Wednesday, July 12, 2006

Wounded Knee

What Happened


White officials became alarmed at the religious fervor and activism and in December 1890 banned the Ghost Dance on Lakota reservations. When the rites continued, officials called in troops to Pine Ridge and Rosebud reservations in South Dakota. The military, led by veteran General Nelson Miles, geared itself for another campaign.



The presence of the troops exacerbated the situation. Short Bull and Kicking Bear led their followers to the northwest corner of the Pine Ridge reservation, to a sheltered escarpment known as the Stronghold. The dancers sent word to Sitting Bull of the Hunkpapas to join them. Before he could set out from the Standing Rock reservation in North Dakota, however, he was arrested by Indian police. A scuffle ensued in which Sitting Bull and seven of his warriors were slain. Six of the policemen were killed.


General Miles had also ordered the arrest of Big Foot, who had been known to live along the Cheyenne River in South Dakota. But, Big Foot and his followers had already departed south to Pine Ridge, asked there by Red Cloud and other supporters of the whites, in an effort to bring tranquility. Miles sent out the infamous Seventh Calvary led by Major Whitside to locate the renegades. They scoured the Badlands and finally found the Miniconjou dancers on Porcupine Creek, 30 miles east of Pine Ridge. The Indians offered no resistance. Big Foot, ill with pneumonia, rode in a wagon. The soldiers ordered the Indians to set up camp five miles westward, at Wounded Knee Creek. Colonel James Forsyth arrived to take command and ordered his guards to place four Hotchkiss cannons in position around the camp. The soldiers now numbered around 500; the Indians 350, all but 120 of these women and children.
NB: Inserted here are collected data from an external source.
PR #549, opened 2015-09-22
Tao 849 form field validation mechanism

hutnikau:
A have added one rule to the spoken APIP form and created the pull request:
https://github.com/oat-sa/extension-tao-itemqti/pull/435

You can checkout to this branch to test it.

I have not assigned this pull request yet because validation rules should be added to the other APIP forms.


views/js/test/ui/formValidator/test.html
```diff
@@ -0,0 +1,36 @@
...
+        <div id="qunit"></div>
+        <div id="qunit-fixture">
+            <form id="form_1">
+                <input name="field_1" id="field_1" type="text" data-validate="$numeric"/>
+                <input name="field_2" id="field_2" type="text" data-validate="$notEmpty"/>
+                <input name="field_3" id="field_3" type="text" data-validate="$pattern(pattern=\w{3}\s\w{3}\sbaz, modifier=i)"/>
+                <input name="field_5" id="field_5" type="text" data-validate="$length(min=4, max=10)"/>
+
+                <!-- this field should be ignored -->
+                <input name="field_6" id="field_6" class="ignore" type="text" data-validate="$length(min=4, max=10)"/>
```
ssipasseuth: Just wondering, should ignore not be a data attribute that is related to validation, such as data-validate-ignore ?
Unless is there any styling issue attached to that css class ?
I am asking because, seeing that class ignore may not be very explicit....

goodnickoff: This is only for unit test! I used it to test that `fieldSelector` option works fine, and only satisfying fields will be validated:
https://github.com/oat-sa/tao-core/pull/549/files#diff-cfbf5abc66f4785365dae9fb42c8b5eeR20

hutnikau: (sorry, previously commented from another account).
This is only for unit test! I used it to test that `fieldSelector` option works fine, and only satisfying fields will be validated:
https://github.com/oat-sa/tao-core/pull/549/files#diff-cfbf5abc66f4785365dae9fb42c8b5eeR20

views/js/ui/formValidator/highlighters/message.js
```diff
@@ -0,0 +1,67 @@
...
+     * @param {string} [options.errorMessageClass] - error message class
+     * @constructor
+     */
+    function Highlighter(options) {
+        var self = this;
+
+        self.options = $.extend(true, {
+            errorClass : 'error',
+            errorMessageClass : 'validate-error'
+        }, self.options);
```
ssipasseuth: using self.options = _.default(options, defaultOptions); may be more suitable when there is no multilevel objects

views/js/test/ui/formValidator/test.html
ssipasseuth: that is what I thought, sorry forget about

views/js/ui/formValidator/highlighters/message.js
hutnikau: But i guess there could be multilevel objects in the future.
I think _.defaultsDeep will be more suitable here if you prefer lodash instead of jQuery.

PR #554, opened 2015-09-23
Add callbacks

hutnikau:


views/js/ui/contextualPopup.js
```diff
@@ -64,9 +67,13 @@ define([
         $element.css('width', options.style.popupWidth);
         $anchor.append($element);
         $element.off(_ns).on('click' + _ns, '.done', function(){
-            _done($element);
+            if (runCallback('done')) {
```
ssipasseuth: it is more "beforedone" and "beforecancel", isn't it ?

PR #556, opened 2015-09-23
Forward on login instead of redirect

jbout:
backport of https://github.com/oat-sa/tao-core/pull/555


llecaque:
close not needed anymore

PR #568, opened 2015-09-29
need the autoload script in order to install tao correctly by the web…

antoinerobin:
… interface


jbout:
There should be no scenario where the vendor autoload has not yet been called

antoinerobin:
I know but without this line the web interface doesn't install anything for me

jbout:
unable to reproduce

PR #565, opened 2015-09-29
configure the text plugin to use always xhr

krampstudio:
Please cherry-pick it also to develop

PR #570, opened 2015-09-29
configure the text plugin to use always xhr

krampstudio:
It makes client side templates to load even in a Cross Origin context
(Cherry pick from https://github.com/oat-sa/tao-core/pull/565)


krampstudio:
https://oat-sa.atlassian.net/browse/TAO-1524

PR #571, opened 2015-09-30
Fixed styles for modal media manager

Alroniks:
Related to https://oat-sa.atlassian.net/browse/TAO-1495


views/js/ui/modal.js
```diff
@@ -219,7 +219,7 @@ define(['jquery', 'core/pluginifier', 'core/dataattrhandler'], function ($, Plug
                 };
 
                 //Calculate the top offset
-                topOffset = (options.vCenter || modalHeight > windowHeight) ? 40 : (windowHeight - modalHeight) / 2;
+                topOffset = (!options.vCenter || modalHeight > windowHeight) ? 40 : (windowHeight - modalHeight) / 2;
```
Alroniks: Also fixed conditions, when vCenter defined as true (by default), modal window should appear on center, now always on top.

dietertaotesting:
The scroll on the right hand side should not make the closer disappear, there should be no scroll area if not needed (in particular overflow-x on the parent element. The left bar does not scroll, it should in fact scroll x and y. It could also be wider, maybe 260 or even 300px

PR #575, opened 2015-10-06
Now OPcache settings and presence are checked during installation

boajer:


bugalot:
Great thanks Michael !

PR #759, opened 2016-03-14
better support of dropped files

krampstudio:
I was not able to reproduce the drag 'n drop issue, but while debugging, sometime the `dataTransfer`  from 'e.originalEvent` is null and then an error is thrown.

This is only a safety fix.

Test in different browsers if you can:
 - import a test or an item using drag and drop.
 - download one or multiple images from the item creator

### DIFF
--- a/views/js/ui/uploader.js
+++ b/views/js/ui/uploader.js
@@ -215,9 +215,20 @@ define([
                             .on('dragend', dragOutHandler)
                             .on('dragleave', dragOutHandler)
                             .on('drop', function(e){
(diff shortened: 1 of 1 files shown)


no-chris:
I don't know to which point this is related to this issue but while trying to import multiple items by drag & drop, only the last one is actually imported. Works fine for multiple images in an item.

krampstudio:
Yes, for import the `multiple` option is false while it allow multiple download in the resource manager (item creator). So it's the expected behavior

PR #762, opened 2016-03-16
PHP Fatal error in TAO GUI installation

zagovorichev:
https://github.com/oat-sa/generis/pull/165
(for directories method isReadable should not be called, when directory doesn't exists)


jbout:
No longer required as error-handling is covered in generis

PR #766, opened 2016-03-21
At the opening of the dialog, sets focus on a modal window

zagovorichev:
reason: https://oat-sa.atlassian.net/browse/TAO-2427

### DIFF
--- a/views/js/ui/dialog.js
+++ b/views/js/ui/dialog.js
@@ -379,6 +379,20 @@ define([
             }
         },
 
+        _setFocusOnModal: function _setFocusOnModal(){
+            // default OK button (for enter key)
+            var $ok = $('button.ok', this.$buttons);
+            if ($ok.length) {
+                $ok.focus();
+            } else {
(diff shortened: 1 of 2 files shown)


views/js/ui/dialog.js
```diff
@@ -379,6 +379,20 @@ define([
...
         },
 
+        _setFocusOnModal: function _setFocusOnModal(){
+            // default OK button (for enter key)
+            var $ok = $('button.ok', this.$buttons);
+            if ($ok.length) {
+                $ok.focus();
+            } else {
+                // other button
+                var $btn = $('button', this.$buttons).first();
```
krampstudio: Please declare your variables in a way that reflects hoisting

krampstudio:
Agree with the feature, however you need to add a test case into https://github.com/oat-sa/tao-core/blob/master/views/js/test/ui/dialog/test.js

zagovorichev:
@krampstudio Fixed

PR #771, opened 2016-03-23
Tao 2327 map getfile to flysystem

hutnikau:


getFile.php
```diff
@@ -21,6 +21,8 @@
  *
  */
 
+require_once __DIR__ . '/../vendor/autoload.php';
```
jbout: Is this already required?

hutnikau: No, autoloader got there by accident. Removed.

PR #797, opened 2016-04-12
Remove mkdir

siwane:


ssipasseuth:
Will be waiting for https://github.com/oat-sa/extension-tao-testqti/pull/405 to be completed.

The following morning, December 29, 1890, the soldiers entered the camp demanding the all Indian firearms be relinquished. A medicine man named Yellow Bird advocated resistance, claiming the Ghost Shirts would protect them. One of the soldiers tried to disarm a deaf Indian named Black Coyote. A scuffle ensued and the firearm discharged. The silence of the morning was broken and soon other guns echoed in the river bed. At first, the struggle was fought at close quarters, but when the Indians ran to take cover, the Hotchkiss artillery opened up on them, cutting down men, women, children alike, the sick Big Foot among them. By the end of this brutal, unnecessary violence, which lasted less than an hour, at least 150 Indians had been killed and 50 wounded. In comparison, army casualties were 25 killed and 39 wounded. Forsyth was later charged with killing the innocents, but exonerated.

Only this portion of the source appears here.